All morning he had been unusually unaware of her and that was attractive too, having to strive to get his attention. Hugh was in control, he was the dominant figure today, and it was she who was weak-kneed with the stress of it all, stinking out the toilet. She could hear Hugh’s voice raised in greeting and instruction to the people in the house. ‘Folks, have you all registered? Registration papers in the kitchen, don’t leave it too late, folks.’
A woman passed Blanche on the stairs. ‘Is there a toilet up here, do you know?’
Blanche held out her hand. ‘I’m Blanche King. The toilet’s down the hall on the left.’
‘Oh, you must have grown up here! Oh, it must be hard for you.’

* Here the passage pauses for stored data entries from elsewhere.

PR #263, opened 2022-07-26
chore: fix vendor target and run make vendor

willfindlay:
We just merged #260 but it seems that the CI job was out of sync with main and did not account for the new module split. So let's update the make vendor target to make this situation impossible. See individual commits.


michi-covalent (approved):

willfindlay:
@kkourt I'm going to merge this since it's fairly urgent and I got an ack from @michi-covalent

PR #265, opened 2022-07-26
tests/e2e: add an end-to-end tests for pod labels

willfindlay:
Add an end-to-end test for the new PodLabels field of Process.Pod which verifies that we
see at least one PROCESS_EXEC event with each of the expected labels per pod.


michi-covalent (approved):
magical

willfindlay:
Now using the new and improved demo app :eyes:

PR #266, opened 2022-07-27
tetragon: unify eventcache and execcache

willfindlay:
It wasn't necessary to split execcache and eventcache so let's fold it all into eventcache. See individual commits.


jrfastab:
I like the direction so I'll merge it I see at least a couple issues remaining but will merge this and then work out any fallout with @tpapagian in the next days.

PR #270, opened 2022-07-29
filters: implement pod regex filter + misc fixes

willfindlay:
This PR implements a new filter for filtering by pod name using a regex. Note that we
had to use number 7 here and shift everything else over by one. This is technically
a breakage but needs to be done for historical compatibility reasons.

Also rolled in some fixes for the eventchecker.


jrfastab:
Its not breaking anything we haven't release yet.

michi-covalent (approved):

‘My mother will be happier elsewhere.’
‘It’s a lovely house. Lovely.’
About fifteen people were milling around the open plan. Hugh and Stav had taken up position against the living room wall, the harbour on their right, the kitchen on their left. The faint smell of sweat hung in the air. Blanche looked at her watch. It was eleven o’clock. Her stomach expanded and contracted like a bellows. She arranged herself between agents and bidders. Outside was complete stasis, a dense white light as though the sky had been covered with greaseproof paper. Hugh spoke up.